То ли дело ― мюзиклы!
Над голосом не властен не режиссёр, не сценарист, да что там говорить, даже целая банда этих испражненцев, даже очень высокооплачиваемых, ничего не в состоянии сделать с голосом, в голосе иногда звучит характер, непередаваемая индивидуальность, невообразимая форма жизни, и целая банда представителей педерастии официоза не сможет подавить его до конца.
Свободный же художник придерживается старинного и забытого принципа ― искусство существует только ради самого искусства, и цели искусства нам неведомы, но современный художник, не приемлющий педерастию официоза, придерживается этого принципа, не как во времена бывшие прежде нынешних, не как это было принято в древности, когда художник высокомерно замыкался в башне из слоновой кости, где и парил в облаках, в недосягаемой для простых смертных высотах, в наше время художник замыкается в этой башне не по собственной воле, он как бы загнан туда сворой мудаков, небольшой нюанс, на который художник может при случае указать совершенно свободно, раскованно и безо всякого жеманства или стеснения.
Такого приблизительно рода мыслишки путались в голове Аркашки, вероятно мнившим себя несостоявшимся театральным деятелем, вспомнив о существовании мюзиклов и оперы он даже намеревался было запеть, по крайней мере мелькала и эта мысль среди множества самых разнообразнейших идей, ежесекундно посещавших его голову.

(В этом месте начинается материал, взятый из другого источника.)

PR #1025, opened 2021-04-22
Add specific exceptions

### LINKED ISSUE #356: Unify exception handling
There is currently no portable way of knowing what has gone wrong in case of an error. Perhaps there should be some more specific subclasses of `can.CanError` for some generally usable exceptions.

If this sounds like a good idea we should start a list of exceptions that could be useful.

* Transmit buffer full
* Unknown channel
* Hardware not connected
* Connection/handle is down
* Bus off
* Drivers could not be loaded

felixdivo:
This PR:
- adds specific base exceptions (they were discussed in #562 and before that in #356)
- documents these
- uses them in
  - all of the `can/*.py` modules
  - all of the `can/io/*.py` modules (it is not used there anyways, and that is correct)
  - the IXXAT interface (since this was already done in the original PR)
  - (This list excludes most of the interfaces. I propose doing them in separate PRs to keep the diffs and conflicts small. See [comment below](https://github.com/hardbyte/python-can/pull/1025#issuecomment-824973650).)

Closes #356. This PR is based on the work of @marcel-kanter done in #562.


felixdivo:
Seems like this can be merged soon. Not too much would need to be done.

felixdivo:
After this is merged, I'd open new issues/PRs for:

- adapting all the other interfaces
- reviewing / extending the tests

These would need to be closed before 4.0.0 is release. I can offer to do part of it.

can/exceptions.py
```diff
@@ -0,0 +1,61 @@
...
+
+class CanError(Exception):
+    """Base class for all CAN related exceptions."""
+
+
+class CanBackEndError(CanError):
+    """Indicates an error related to the backend (e.g. driver/OS/library).
+
+    Example scenarios:
+      - The interface does not exist
```
felixdivo, line 27: I need some feedback on this: What error should be raised if the interface does not exist (on this platform)? Also a `CanBackEndError`? That's how it is done in the proposal you are reading.

One could also consider `ImportError`, not `NotImplementedError` or a specific sub-class Exceptions that may inherit from any combination of them.

can/exceptions.py
```diff
@@ -0,0 +1,61 @@
...
+         +-- CanBackendError
+         +-- CanInitializationError
+         +-- CanOperationError
+         +-- CanTimeoutError
+
+Keep in mind that some functions and methods may raise different exceptions.
+For example, validating typical arguments and parameters might result in a
+:class:`ValueError`. This should be documented for the function at hand.
+"""
+
```
felixdivo, line 17: TODO for me: [Add return codes where applicable](https://github.com/hardbyte/python-can/pull/562#discussion_r283294876).

can/exceptions.py
hardbyte: How about a specific exception e.g., `CanInterfaceNotImplemented` inheriting from `CanError` and `NotImplementedError`?

can/exceptions.py
```diff
@@ -0,0 +1,61 @@
...
+
+class CanError(Exception):
+    """Base class for all CAN related exceptions."""
+
+
+class CanBackEndError(CanError):
```
hardbyte, line 23: Perhaps the name `CanInterfaceError` lines up better with the code?

Consider adding an optional argument with the interface name.

can/exceptions.py
```diff
@@ -0,0 +1,61 @@
...
+    """
+
+
+class CanOperationError(CanError):
+    """Indicates an error while in operation.
+
+    Example scenarios:
+      - A call to a library function results in an unexpected return value
+      - An invalid message was received
+      - Attempted to send an invalid message
```
hardbyte, line 49: I assume that if python-can detects the error we raise a `ValueError`, but if the driver rejects it we would raise this?

can/exceptions.py
felixdivo: Sounds good!

can/exceptions.py
felixdivo: Yes. I guess it is sometimes hard to distinguish why sending a message caused an error, so I propose making this clearer in the docs.

can/exceptions.py
felixdivo: The concrete interface being used should probably always be clear from both the context in which it was raised (most projects probably only use very few interfaces) and the stack trace. Would you still say it would be useful?

felixdivo: Yes, I think that name would be a better fit, but also not perfect. Maybe, we don't really need it at all? If we have a separate error for the interface not being found, this error might become unnecessary? Because the new `CanInterfaceNotImplemented` could also encompass drivers not being present. As a user, this seems like a reasonable error: The functionality the user seeks to use is not implemented on the current system. Also, I think that the interface not being usable since it never exists and it not being available due to missing drivers is something that should be clear from the message. Having separate classes might make stuff more complicated than it needs to be.

hardbyte: 💯  Yes agree completely that if we can reduce the number of exceptions a user needs to be aware of that is a win.

You're right, no need to add complexity with the interface name as this (or rather the `CanInterfaceNotImplemented` exception will always be coming from a particular interface (or explicitly mentioned in the exception message).

felixdivo:
@Mergifyio update

felixdivo:
@hardbyte Can this be merged then?

can/exceptions.py
```diff
@@ -0,0 +1,97 @@
...
+:class:`ValueError`. This should always be documented for the function at hand.
+"""
+
+from typing import Optional
+
+
+class CanError(Exception):
+    """Base class for all CAN related exceptions.
+
+    If specified, the error code is automatically prepended to the message:
```
hardbyte, line 24:
```suggestion
    If specified, the error code is automatically appended to the message:

```

hardbyte (approved):

can/exceptions.py
felixdivo: Added it to #1045.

Минуте триумфа ведь всегда предшествуют часы, а то и годы стыда и позора, хотя чаще всего никто их не замечает, никто не обращает внимания, ввиду ничтожности как самого стыда и позора, так и микроскопичности самой личности предлагающей отведать этот собственноручно приготовленный им коктейль из таких вот неприятных ингредиентов.
Это и была минута позора, но Остап, ничего не подозревавший в высоких творческих материях, хотя и был бесконечно удручён и разочарован, и уже и не ждал ничего хорошего от сегодняшнего напрасно потерянного дня, надо отдать ему должное, повёл себя в высшей степени благородно, занявшись осмотром и перенатяжкой упряжки у лошадки, совершенно не вмешиваясь в происходящее, и предоставив Аркашке полную свободу выставлять в дурацком виде не только самого себя, но и кума, склонившегося над с мешком овса с выражением угрюмым и мрачным на своей простонародно-криминальной роже.